5. A method of forming a frame for a mechanic's creeper comprising the steps of:

providing a pair of rectangular tubular longitudinal metal rails having first and second ends and a plurality of tubular metal cross members;

placing the rails in opposed parallel relation;

placing a first cross member across a surface of the first ends of said rails;

welding the first cross member to the surface of one rail and then the other; and

placing the remaining cross members across said surface of said rails and welding the remaining cross members to the surface of one rail and then the other in consecutive order along the rails to the second ends of said rails,

whereby the heat of said welding causes said surface of each rail to lengthen as it is heated and then to contract as it cools to a length less than its original length, thereby to form a bow.

6. A method of forming a frame for a mechanic's creeper comprising the steps of:

providing a pair of rectangular tubular longitudinal metal rails having first and second ends and a plurality of tubular metal cross members;

placing the rails in opposed parallel relation and fixing their position so as to immobilize each;

placing the cross members across a surface of said rails with the ends of said members overlapping said rails and with said members spaced uniformly apart and with a cross member adjacent each end of said rails; and

welding said cross members to said surface of said rails,

whereby the heat of said welding causes said surface of each rail to lengthen as it is heateo and then to contract as it cools to a length less than its original length, so that said rails upon release of said immobilization assume a lengthwise bow, with the concave side towards said cross members, inverting said rails and cross members so that said rails arch upwardly.

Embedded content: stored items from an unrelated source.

PR #990, opened 2024-12-13
fix(api): don't return a 404 error when no emissions factors are found

lemilonkh:
The API route `/api/v0/emissions-factor` now returns an empty array instead of a 404 error when no emissions factors are found.

Remove the 404 error when no emissions factors are found and ensure the API returns a JSON response with an empty data set instead.

Previously, the API would return a 404 error if no emissions factors were found, which implied client error, though it is valid for some queries to yield no results. Returning an empty JSON makes the API more robust and offers an accurate representation of a search that yields no data, facilitating better client handling of such cases.


isaaccodekill (approved):

thehighestprimenumber (approved):
great!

7. A method according to claim 6 wherein the steps of welding the cross members include the following sequential steps:

welding a first cross member to the first end of one rail;

welding the first cross member to the corresponding first end of the other rail; and

sequentially welding the remaining cross members to one rail and then the other in consecutive order along the rails to the second end of said rails to form a bowed frame of uniform curvature.

8. A method according to claim 7 wherein each welding of a cross member to one rail is substantially the same time interval apart.